Están disponibles un gran número de nucleósidos, con grupos funcionales, y pueden usarse en la síntesis de polinucleótidos. Mediante la síntesis de las marcas de los ácidos nucleicos sujeto de la invención, se pueden definir los sitios específicos en los que los fluoróforos están presentes. Se pueden emplear sintetizadores disponibles comercialmente de acuerdo con los medios convencionales, de forma que se puede conseguir cualquier secuencia, con el par de fluoróforos con el espaciamiento apropiado. Cuando se usan diferentes cebadores en una PCR, cada uno de los cebadores puede marcarse de acuerdo con el sujeto de la invención, de forma que se puede detectar fácilmente la presencia de la secuencia diana complementaria a cada uno de los diferentes cebadores. Otras aplicaciones en las que pueden usarse incluyen la identificación de isoenzimas, usando anticuerpos específicos; la identificación de lectinas, usando diferentes polisacáridos y similares.

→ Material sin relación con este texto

PR #1111, opened 2022-04-11
Contributor documentation - Experimental component lifecycle

pouretrebelle:
An approach for developing new Primer ViewComponents that are validated in a production environment.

Las marcas fluorescentes de la invención también pueden usarse en métodos que incluyen la separación de los componentes de ácido nucleico en una mezcla de componentes múltiples, en la que cada uno de los componentes de interés diferentes están marcados con marcas diferentes, comprendiendo cada marca, un par donador-aceptor fluorescente unido covalentemente a diferentes átomos de una cadena de oligonucleótido con una transferencia energética del donador al aceptor eficaz; cada una de las marcas es una especie molecular única y cada una absorbe a sustancialmente la misma longitud de onda y emite a una longitud de onda diferente y cada una de las marcas diferentes tiene sustancialmente la misma movilidad en dicha separación como resultado de variar el espaciamiento del par donador-aceptor a lo largo de la cadena de dicho oligonucleótido. El método comprende unir marcas diferentes a componentes diferentes de dicha mezcla de componentes múltiples, separar dichos componentes en fracciones individuales y detectar cada uno de dichos componentes marcados mediante irradiación a la longitud de onda de absorción de dichos donadores y detectar la fluorescencia de cada una de dichas marcas.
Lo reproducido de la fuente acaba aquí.